Scott Smith, a former economist with WSDOT, claims he faced hostility and retaliation after refusing to keep quiet about his calculations last year showing Washington’s cap-and-trade program under the CCA, which went into effect last year, would increase gas prices by 45 to 50 cents per gallon.

In March, Smith filed a lawsuit in Thurston County Superior Court claiming he was pressured by the governor’s Office of Financial Management and WSDOT to change the numbers in his reports indicating the state’s climate change laws were significantly impacting fuel prices.

“On Jan. 18, 2023, I was told in a meeting with my direct supervisor that management would quote, prefer, unquote, that I not include cap-and-trade surcharges in my quarterly fuel forecast,” Smith said during a March virtual press conference. “I refused to do so despite their repeated attempts to get me to jimmy the numbers in my work. After that, I was punished for doing the right thing.”

The law firm Ogden Murphy Wallace completed an investigation into those allegations for WSDOT in April.

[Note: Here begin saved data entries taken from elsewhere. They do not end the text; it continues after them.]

PR #24698, opened 2025-07-01
tzdata: Include tzdata.zi

HazardyKnusperkeks:
This is the file, which is used by libstdc++ and libc++ for the time zone database.


mingw-w64-tzdata/PKGBUILD
```diff
@@ -4,23 +4,44 @@ _realname=tzdata
...
 pkgver=2025b
-pkgrel=1
+pkgrel=2
 pkgdesc="Sources for time zone and daylight saving time data (mingw-w64)"
 arch=('any')
 mingw_arch=('mingw32' 'mingw64' 'ucrt64' 'clang64' 'clangarm64')
 url="https://www.iana.org/time-zones"
 license=('custom: public domain')
-makedepends=('tzcode')
+makedepends=('tzcode' 'make' 'gawk')
```
ognevny: not needed change. both packages are included with `base-devel`

lazka: I personally don't mind the explicitness, ymmv

lazka: although gawk is not used..

HazardyKnusperkeks: `awk` is used in the makefile to create `tzdata.zi`.

I'm fine with removing them.

HazardyKnusperkeks:
I'd keep the patch, because at least when I build it locally it uses the MINGW-packages git, and when you try something it is automatically `-dirty`.

lazka:
It doesn't here, as long as I don't change any dependent file.

What do you think about my last change? (I'd just like to avoid patches to make updates easier..)

HazardyKnusperkeks:
That will do the trick, nice.

lazka:
Thanks!

PR #24707, opened 2025-07-02
libheif: Update to 1.20.0

lazka:


lazka:
https://github.com/strukturag/libheif/issues/1542

PR #24708, opened 2025-07-02
python-cmake-format: new package for formatting CMakeLists.txt files

chrisjohgorman:
- tried to get modern python -m build to work with this package, but it wouldn't build properly with it.  Reverting to python setup.py bdist_wheel works.

- This package provides tools for parsing and providing a consistent format for CMakeLists.txt files.


chrisjohgorman:
- Made and fixed syntax error, missing dependency for git.

- Ready for review.

lazka:
you probably know, but note that there is a good chance this will break in the future since it is unmaintained for years.

chrisjohgorman:
Thanks @lazka.  Yeah, I noticed this has been unmaintained for years.  I needed to install it on my machine to build a project (gnuradio4) on msys2, so I thought it would be a good addition for however long it works and would make it easier for others to develop for gnuradio4 on msys2.  (All they need to do is pacman -S.)  Thanks for fixing this up with the correct name.  All the best.  Chris.

PR #24713, opened 2025-07-02
gettext: Update to 0.25.1

lazka:


lazka:
ah, gnulib... same as b83f1ef105685eb778ec2b4dc20 I assume

PR #24717, opened 2025-07-03
libxml2: Update to 2.13.8

lazka:
re-add relocation support that was dropped upstream


lazka:
re grokker: we might need to re-enable legacy APIs, and check if the packages using them right now really need them.

zlib can xz can also be removed I think.

PR #24737, opened 2025-07-05
python-pyarrow: rebuild

lazka:


lazka:
wrong package.. python-pyarrow...

PR #24743, opened 2025-07-07
opencv: update to 4.12.0

Biswa96:


Biswa96:
@MehdiChinoune could you provide any hint about the itk build issue?

MehdiChinoune:
It's written in the log
```
D:/_/B/src/ITK-5.4.2/Modules/Core/Common/include/itkFloatingPointExceptions.h:23:1: note: 'uint8_t' is defined in header '<cstdint>'; this is probably fixable by adding '#include <cstdint>'
```
see: https://gcc.gnu.org/gcc-15/porting_to.html

Biswa96:
Oh, I scroll from the bottom of the log.

PR #24748, opened 2025-07-07
gexiv2: update to 0.14.6

brunvonlope:
This fixes a bug in gimp: https://gitlab.gnome.org/GNOME/gimp/-/issues/14384 which we plan to release a revision


ognevny:
gtkdoc fails again on aarch64...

The 91-page report’s executive summary said in part that “Smith’s perceptions of events as set forth in the Demand Letter are significantly different in many respects from the descriptions of events provided by the witnesses who were interviewed.”

The executive summary concluded, “Therefore, no violations of the applicable policies were substantiated based on the information reviewed for this investigation. However, some of the individuals who were requested to be interviewed declined to do so, and it is unknown whether any information they could have provided would have changed any of the findings or conclusions in this investigation.”

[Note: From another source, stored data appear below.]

PR #24750, opened 2025-07-07
GCC: use msys tzdata at runtime

HazardyKnusperkeks:
Instead of the hard compiled version shipped with gcc.

### DIFF
--- a/mingw-w64-gcc/0001-libstdc-Search-for-tzdata-on-Windows-msys.patch
+++ b/mingw-w64-gcc/0001-libstdc-Search-for-tzdata-on-Windows-msys.patch
@@ -1,0 +1,78 @@
+From 6b50be573c35011012140e7e191c235719495cab Mon Sep 17 00:00:00 2001
+From: =?UTF-8?q?Bj=C3=B6rn=20Sch=C3=A4pers?= <bjoern@hazardy.de>
+Date: Mon, 7 Jul 2025 13:10:49 +0200
+Subject: [PATCH] libstdc++: Search for tzdata on Windows (msys)
+MIME-Version: 1.0
+Content-Type: text/plain; charset=UTF-8
+Content-Transfer-Encoding: 8bit
+
+Windows does not provide a tzdata.zi, but msys does. Use this, if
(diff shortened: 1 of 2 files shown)


Biswa96:
Could you please explain the reason for this change?

HazardyKnusperkeks:
As stated in the patch file and in the description, this enables to use the tzdata.zi (which I added in #24698) provided by msys instead of the version shipped with the gcc source code, which is hard compiled into `libstdc++-6`. As such an update of `tzdata` will be reflected immediately, when used with `std::chrono::reload_tzdb()` even without program restart.

lazka:
Thanks. What happens if the file is missing compared to the status quo, for example if someone copies the DLL into their app without tzdata.

HazardyKnusperkeks:
In that case it still tries to open `../share/zoneinfo/tzdata.zi`. If that doesn't exist, it falls back to the still embedded version, so we are back at where we came from. But if by any chance the file does exist, but is not in the right format it will throw an exception and possibly ending the program.

In theory the author can provide `const char* __gnu_cxx::zoneinfo_dir_override()` to state a different path, which takes precedence. But I did not get that working, but didn't try really hard. Do weak symbols work on Windows?

All in all, I think it's a good thing, and the patch is basically already accepted (but not yet pushed) upstream: https://gcc.gnu.org/pipermail/libstdc++/2025-July/062432.html

On a side note, I have also another patch proposed to make `std::chrono::current_zone()` work on Windows, should I include it in this PR, or open a new one, once this is merged? I have no feedback yet, so I'd wait at least for the first comments from Jonathan.

lazka:
ok, thanks, sounds reasonable. that shouldn't cause any regressions then.

re weak, it's not really supported with gcc/binutils afaik, but clang does.

new PR is fine.

dscho:
Does this really have to be a hard dependency on `tzdata` rather than a suggested one?

lazka:
> Does this really have to be a hard dependency on `tzdata` rather than a suggested one?

Not strictly, but in reality no one would install it then. I was wondering that as well though, so I wouldn't mind changing it.

PR #24764, opened 2025-07-09
python-rencode: update to 1.0.8

striezel:
Update python-rencode to 1.0.8.

Depends on python-pytest for checks, even in 1.0.6.

### DIFF
--- a/mingw-w64-python-rencode/0001-Remove-extra-compile-args.patch
+++ b/mingw-w64-python-rencode/0001-Remove-extra-compile-args.patch
@@ -1,0 +1,26 @@
+From 0000000000000000000000000000000000000000 Mon Sep 17 00:00:00 2001
+From: "Jan Alexander Steffens (heftig)" <heftig@archlinux.org>
+Date: Fri, 20 Jun 2025 18:48:26 +0200
+Subject: [PATCH] Remove extra compile args
+
+These are hazardous and cause unintended incompatibilities,
+`-march=native` especially so, as it's dependent on the build machine.
+
+Fixes: https://github.com/aresch/rencode/issues/38
+---
+ build.py | 2 +-
+ 1 file changed, 1 insertion(+), 1 deletion(-)
+
+diff --git a/build.py b/build.py
+index 658ada290a7a..0d170a3f7c15 100644
+--- a/build.py
++++ b/build.py
+@@ -11,7 +11,7 @@ from setuptools import Extension
+ from setuptools.command.build_ext import build_ext
+ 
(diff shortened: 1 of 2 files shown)


striezel:
That did not work. Converting to draft until I figured out what's wrong here.

ognevny:
try to refer to arch recipe: https://gitlab.archlinux.org/archlinux/packaging/packages/python-rencode/-/commit/0354c675c540314a1d5cad7b1e4d8834e5d359d5

striezel:
@ognevny Thanks, that helped to get most of the builds pass.
However, clangarm64 still fails:

```
  ==> Starting build()...
  Compiling rencode/_rencode.pyx because it changed.
  [1/1] Cythonizing rencode/_rencode.pyx
  clang: error: unsupported option '-msse' for target 'aarch64-w64-windows-gnu'
  clang: error: unsupported option '-msse2' for target 'aarch64-w64-windows-gnu'
  clang: error: unsupported option '-mfma' for target 'aarch64-w64-windows-gnu'
```

Seems reasonable, because ARM does not have the SSE, SSE2 and FMA instruction set extensions, unlike x86 processors.

ognevny:
something in the source applies these flags unconditionally

striezel:
> something in the source applies these flags unconditionally

Yes, and it looks like there already is a fix for that in the Git repository: https://github.com/aresch/rencode/commit/591b9f4d85d7e2d4f4e99441475ef15366389be2 A later commit even removed those conditional compilation flags altogether: https://github.com/aresch/rencode/commit/e7ec8ea718e73a8fee7dbc007c262e1584f7f94b They are not part of a release (yet). So putting that changes in a patch file and applying it before the build should be enough to make sure the ARM build succeeds - if there are no other obstacles in the way. :D

ognevny:
backporting first commit should be enough. please remove `"-march=native"` from it, because it will apply optimizations specific to CI machine CPU

ognevny:
OR better use this patch from Arch: https://gitlab.archlinux.org/archlinux/packaging/packages/python-rencode/-/blob/main/0001-Remove-extra-compile-args.patch?ref_type=heads

striezel:
> OR better use this patch from Arch: https://gitlab.archlinux.org/archlinux/packaging/packages/python-rencode/-/blob/main/0001-Remove-extra-compile-args.patch?ref_type=heads

I've chosen this approach. And finally the builds pass for all jobs, even clangarm64.
Thank you for the guidance, @ognevny. It would have taken way longer without your input.

PR #1154, opened 2018-09-26
Fix azure plugin

cgagnaire:


cgagnaire:
Closest to https://azure.microsoft.com/en-us/services/

PR #1230, opened 2018-11-20
fix cisco callmanager phone name oid

cgagnaire:
Use name instead of description as its not always defined.


cgagnaire:
<3 https://github.com/centreon/centreon-plugins/pull/1231

PR #1233, opened 2018-11-20
enh snmp_standard diskusage mode

cgagnaire:
Refactor snmp_standard plugin diskusage mode to use template counter.
Add a global counter to count the number of partitions for defined filters.


cgagnaire:
Breaks --warning and --critical thresholds, replaced by --warning-usage and --critical-usage.

PR #1255, opened 2018-12-05
fix(doc) typo in help

tseegers:


cgagnaire:
Hi @tseegers,
It's not quite that, there is a typo but it should be : 
Example: 0,OK,File xxx exist#1,CRITICAL,File xxx not exist#3,UNKNOWN,Command problem
I'll change it for you.
Thanks!

cgagnaire:
Well no. If the numeric value is not defined, its default so...
The example is good.

PR #1259, opened 2018-12-06
Centreon Connector Perl compatibility

ganoze:
Add __END__ at the end of centreon_plugins.pl


cgagnaire:
(doing some tests...)

ganoze:
Useless indeed.

Issue #880, opened 2018-02-07
Use of uninitialized value $option in sprintf at /root/Centreon Install/centreon-plugins/storage/netapp/snmp/mode/volumeoptions.pm line 109.


Saix00:
Hi,

We're configuring a snmp for our NetApps systems ang with the mode volumeoptions for the NetApp plugin we're seeing the following errors:

`[root@Centreon-Central` centreon-plugins]# perl centreon_plugins.pl  --plugin=storage::netapp::snmp::plugin --mode=volumeoptions --hostname *** --snmp-community *** --snmp-version 2
Use of uninitialized value $option in sprintf at /root/Centreon Install/centreon-plugins/storage/netapp/snmp/mode/volumeoptions.pm line 109.
Use of uninitialized value $option in sprintf at /root/Centreon Install/centreon-plugins/storage/netapp/snmp/mode/volumeoptions.pm line 109.
Use of uninitialized value $option in sprintf at /root/Centreon Install/centreon-plugins/storage/netapp/snmp/mode/volumeoptions.pm line 109.
Use of uninitialized value $option in sprintf at /root/Centreon Install/centreon-plugins/storage/netapp/snmp/mode/volumeoptions.pm line 109.
Use of uninitialized value $option in sprintf at /root/Centreon Install/centreon-plugins/storage/netapp/snmp/mode/volumeoptions.pm line 109.
Use of uninitialized value $option in sprintf at /root/Centreon Install/centreon-plugins/storage/netapp/snmp/mode/volumeoptions.pm line 109.
Use of uninitialized value $option in sprintf at /root/Centreon Install/centreon-plugins/storage/netapp/snmp/mode/volumeoptions.pm line 109.
Use of uninitialized value $option in sprintf at /root/Centreon Install/centreon-plugins/storage/netapp/snmp/mode/volumeoptions.pm line 109.
Use of uninitialized value $option in sprintf at /root/Centreon Install/centreon-plugins/storage/netapp/snmp/mode/volumeoptions.pm line 109.
Use of uninitialized value $option in sprintf at /root/Centreon Install/centreon-plugins/storage/netapp/snmp/mode/volumeoptions.pm line 109.
Use of uninitialized value $option in sprintf at /root/Centreon Install/centreon-plugins/storage/netapp/snmp/mode/volumeoptions.pm line 109.
[...]

PR #1316, opened 2019-01-09
Improve snmp-autoreduce in case device does not reply tooBig

CPbN:
Hi,

I faced issue described in #880 :
`--plugin=storage::netapp::snmp::plugin --mode=volumeoptions` asks for info for let's say 25 volumes.
The Netapp device replies but only for the X first volumes (certainly until a fixed packet size is reached, around 4000 bytes as per my tests).
There is no SNMP error : `$self->{session}->get($vb)` in `get_leef()` does not return error.
But then some elements are missing in the answer, which then leads to errors (and undefined values) described in #880.

I'm then quite surprised that the Netapp device does not reply with the `tooBig` error message.
This PR then fixes this when `--snmp-autoreduce` is used.

I wonder if we would have to apply the same fix into `get_table()` and `get_multiple_table()`.
According to their loop through `@$vb` I would say no as `${$entry}[2]` is checked there without testing `@{$entry}` length.
But perhaps this is an issue...

Thank you :+1:

### DIFF
--- a/centreon/plugins/snmp.pm
+++ b/centreon/plugins/snmp.pm
@@ -324,6 +324,11 @@ sub get_leef {
             return undef;
         }
 
+        # Some devices could not send "tooBig" ErrorNum ?
+        if(($self->{snmp_autoreduce} == 1) && scalar($vb) && (scalar(@{@$vb[-1]}) < 3)) {
+            next if ($self->autoreduce_leef(current => $entry) == 0);
+        }
+
         foreach my $entry (@$vb) {
             if ($#$entry < 3) {
                 # Can be snmpv1 not find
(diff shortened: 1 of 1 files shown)


CPbN:
In reality it's even worse.
Let's say you ask for 25 volumes.
And you have `--subsetleef=20`.
You'll get an answer for the 7 first volumes (UDP packet around 4000 bytes), and the 5 last ones (second SNMP request).
You won't get info for volumes 8 to 20 (part of the first SNMP request).

garnier-quentin:
It shouldn't work that way. Could you do a teamviewer together tomorrow ?

CPbN:
Sure !

garnier-quentin:
Fixed 3c48822071cecaf60a1357885e17fa5c86d442a4

CPbN:
Many thanks :+1:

One of the report’s major findings is that, “There is a preponderance of evidence that Smith misunderstood” his supervisor’s Jan. 18, 2023, request not to change forecast assumptions in his quarterly fuel tax revenue forecast.

The report notes that changes to forecast assumptions are not typically made unilaterally by one forecaster and that “the Office of Financial Management carries out its forecast responsibilities for transportation revenues through the Transportation Revenue Forecast Council.”

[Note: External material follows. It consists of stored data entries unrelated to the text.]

PR #1325, opened 2019-01-10
Harden SNMP request even more

CPbN:
Hi,

This follows https://github.com/centreon/centreon-plugins/commit/3c48822071cecaf60a1357885e17fa5c86d442a4, hardening SNMP request one step further, we never know...

Thank you :+1:


garnier-quentin:
Why not!

PR #1333, opened 2019-01-12
x509, do not remove subject from alt_subjects

CPbN:
Hi,

This PR prevents removing `subject` from `alt_subjects` in certificate plugin.
This leads to errors where `alt_subjects` is used for example in a Centreon service template to simply check that certificates at least contain the expected domain.

Thank you :+1:


CPbN:
Many thanks @cgagnaire :+1:

PR #1336, opened 2019-01-13
HTTP expected-content, treat the string as single line

CPbN:
Hi,

This PR treats the HTTP expected-string as single line.
This then allows to do things like this :
`--expected-string='My nice site</title>.*</html>'`

Thank you :+1:


CPbN:
Perhaps it's better for the user to enforce his expected behavior using `(?sm)` at the beginning of his regex, instead of modifying the current plugin behavior.
I'll then close this for now, feel free to comment if needed.
Thx :+1:

PR #1338, opened 2019-01-14
Netapp, check volumes state

CPbN:
Hi,

This PR allows to check for volumes state (in addition to options).

Thank you :+1:


garnier-quentin:
I have changed the logic. You have new options :). Could you test it ?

Smith said he was punished for not going along with fudging the numbers, including being refused basic software upgrades, being denied time off to visit his elderly mother in Florida, and having his job eliminated through House Bill 1838, which the Legislature passed last year.

Smith quit his job in early November.

Jackson Maynard, Citizen Action Defense Fund executive director, is Smith’s attorney.

“What is very encouraging about the report is that in many places it corroborates and is consistent with our client’s account of events,” Maynard emailed The Center Square.

He went on to note that “WSDOT’s witnesses provide evidence that … there were acts of retaliation, including a reduction in his scope of work, failure to approve his leave, and the passage of a bill supported by OFM that eliminated his position.”

Maynard admitted “we are disappointed and strongly disagree with [the report’s] conclusion,” but he did find a silver lining.

“We look forward to the discovery process which we anticipate will further vindicate claims,” he concluded.

The office of Gov. Jay Inslee expressed satisfaction with the results of the report.

“We take allegations like these seriously, which is why WSDOT pursued this independent investigation,” Inslee spokesperson Mike Faulk emailed The Center Square. “We’re pleased, but not surprised, to see the findings did not support the claims made and that staff acted appropriately.”

Washington’s carbon auctions, quarterly events where carbon allowances are sold to large emitters of greenhouse gases, have raised more than $2 billion so far.

According to the U.S. Energy Information Administration, gas prices in Washington in the last year have been as low as $3.70 per gallon on Jan. 2, 2023, and as high as $4.99 per gallon on Oct. 2, 2023.

An initiative to repeal the CCA will appear on the ballot this November.